PR #3337, opened 2023-03-30
restore: set default parallelism to 0 (infinity)

karol-kokoszka:
Restore default parallelism to 0 (inf).

---

Please make sure that:


karol-kokoszka:
I need to merge it to allow QA to test restore procedure properly.

PR #3338, opened 2023-03-30
restore: do not include no shards into batch_size

karol-kokoszka:
Batches are too big.
Number of shards is completely irrelevant for restore.

It's a cherry pick from https://github.com/scylladb/scylla-manager/pull/3331

---

Please make sure that:


karol-kokoszka:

* * *

#### PROBLEM DETAILS
Write out the whole listing again, exactly as it stands.

#### ANSWER BOX
PR #3337, opened 2023-03-30
restore: set default parallelism to 0 (infinity)

karol-kokoszka:
Restore default parallelism to 0 (inf).

---

Please make sure that:


karol-kokoszka:
I need to merge it to allow QA to test restore procedure properly.

PR #3338, opened 2023-03-30
restore: do not include no shards into batch_size

karol-kokoszka:
Batches are too big.
Number of shards is completely irrelevant for restore.

It's a cherry pick from https://github.com/scylladb/scylla-manager/pull/3331

---

Please make sure that:


karol-kokoszka:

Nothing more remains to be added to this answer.